Wisconsin Government Accountability Board

Agency overview
- Formed: January 10, 2008
- Preceding agency: Wisconsin Elections Board (1973–2008);
- Dissolved: June 29, 2016
- Superseding agencies: Wisconsin Elections Commission; Wisconsin Ethics Commission;
- Headquarters: 212 E. Washington Ave. Madison, Wisconsin, U.S. 43°4′36.732″N 89°22′56.028″W﻿ / ﻿43.07687000°N 89.38223000°W
- Employees: 48.75 (2015)
- Annual budget: $14,007,000 (2015)
- Website: gab.wi.gov (Archived)

= Wisconsin Government Accountability Board =

Former election and ethics regulatory body of the Wisconsin state government

The Wisconsin Government Accountability Board (G.A.B.) was a regulatory agency of the U.S. state of Wisconsin which administered and enforced Wisconsin law pertaining to campaign finance, elections, ethics, and lobbying. The board was composed of six retired Wisconsin judges who served staggered, six-year terms. The board was created in 2007 as an attempt to reform and modernize Wisconsin's elections and ethics management. The board was dissolved in 2016 by the Republican legislature and replaced by two new commissions with explicitly partisan appointees (Wisconsin Ethics Commission & Wisconsin Elections Commission), over the objections of Democratic legislators.

==Composition==
The Board consisted of six members who served staggered, six-year terms. Board members were appointed by the Governor of Wisconsin, but the Governor had to select from a pool of retired state court judges chosen by a selection committee composed of a randomized set of Wisconsin Appeals Court judges, and the Governor's appointees had to then be approved by the Wisconsin Senate. The board members served part-time, and received a per diem for each meeting they attended.

==History and controversies==
The G.A.B. was created as a reform measure after the Wisconsin "legislative caucus scandal" in 2001 which led to criminal convictions of the state Assembly's highest-ranking Republican (Speaker Scott Jensen), the state Senate's highest-ranking Democrat (Majority Leader Chuck Chvala), and other officials. The G.A.B. was tasked with overseeing elections, ethics and lobbying in the state. The 2007 Wisconsin Act 1, which passed the Wisconsin Legislature on a bipartisan vote in January 2007, merged the State Elections Board and State Ethics Board into the new G.A.B.

The G.A.B. had a nonpartisan structure unique among election boards in the United States, with G.A.B. led by six former judges appointed by the governor and confirmed by the state Senate. In contrast to the G.A.B.'s nonpartisan model, state election boards in other U.S. states were either partisan (ie., run by elected or appointed partisan officials) or bipartisan. G.A.B. members could not "hold another state or local public office (except as reserve judge), engage in partisan political activities, become a candidate for state or local elected office, make political contributions, or be a lobbyist or employed by a person who employs a lobbyist. They also have limitations on political activities and certain types of contributions both during and 12 months prior to a member's term." The G.A.B.'s structure was praised by some experts.
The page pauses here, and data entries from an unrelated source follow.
PR #999, opened 2024-11-07
Add lock release controller v2 feature flag

siyanshen:
**What type of PR is this?**
>
> /kind api-change
> /kind bug
> /kind cleanup
> /kind design
> /kind documentation
> /kind failing-test

/kind feature
> /kind flake

This PR adds a feature flag for filestore lock release controller v2. This change ensures that v1 lock release controller has no regression, and v2 controller will only take effect when the flag is explicitly set as true in a new component release.

Fixes #

*Q: Why can't we reuse the existing feature-lock-release flag by turning it off during v2's component release?*
A: We can’t just turn off the feature flag because nodes need it to modify config map during volume staging/unstaging etc. That is why we need a v2 flag.
*Q: Where to put the v2 flag?*
A: `cmd/main.go` - We only need it where we switch between the logic of v1 and v2 (`cmd/main.go` & `gcfs_driver.go`). There’s no point of adding the feature flag in `cmd/lockrelease/main.go`. Because, to turn that part off is essentially to shut down the whole v2 container. At that point we can just roll back the component.

**Testing set up**
1. in  `deploy/kubernetes/base/controller/controller.yaml` and `deploy/kubernetes/base/node_linux/node.yaml`, 

  a. To test v2, add this following arg to gcp-filestore-driver container
```
- "--feature-lock-release=true"
- "--feature-lock-release-standalone=true"
```

  b. To verify v1 has no regression, disable the lock_release_controller, and add this following arg to gcp-filestore-driver container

Law professor Daniel P. Tokaji, who studied the G.A.B., praised the agency's model, concluding in 2013 that "GAB has been successful in administering elections evenhandledly and... serves as a worthy model for other states considering alternatives to partisan election administration at the state level." The Board had the power to investigate independently, without the approval of the legislature. The G.A.B. oversaw a series of recall elections for the state senate in 2011 and for state senate and governor in 2012.

The G.A.B. was consistently criticized by Wisconsin Republicans, such as Assembly Speaker Robin Vos and Senate Majority Leader Scott L. Fitzgerald, and the conservative advocacy group Americans for Prosperity; these critics accused the G.A.B. of unfairly targeting Republicans. Republicans were particularly angry over a G.A.B. investigation into whether Republican Governor Scott Walker's campaign had unlawfully coordinated with the Club for Growth and other "outside" groups during the 2012 recall election.

By contrast, Democrats and groups such as the Wisconsin Democracy Campaign and Common Cause defended the G.A.B. In December 2015, Walker signed a bill that dissolved the G.A.B., effective on June 30, 2016, and replaced it with a separate Wisconsin Elections Board and Wisconsin Ethics Commission.

The legislation dismantling the G.A.B. passed along party lines, with Republicans voting yes and Democrats voting no. Wisconsin's reversion to a "bipartisan" rather than "nonpartisan" model increased the power of the Republican-controlled legislature, and also increased deadlocks; while the G.A.B. rarely deadlocked, the Elections Commission has frequently deadlocked along party lines. The 2015 legislation also restored the practice of allowing state legislators to control funding for investigations into possible misconduct by state officials. Just a few years after abolishing the G.A.B., Republican legislators—angry over the outcome of the 2020 election—were calling for abolishing the Wisconsin Elections Commission which they had built to replace it.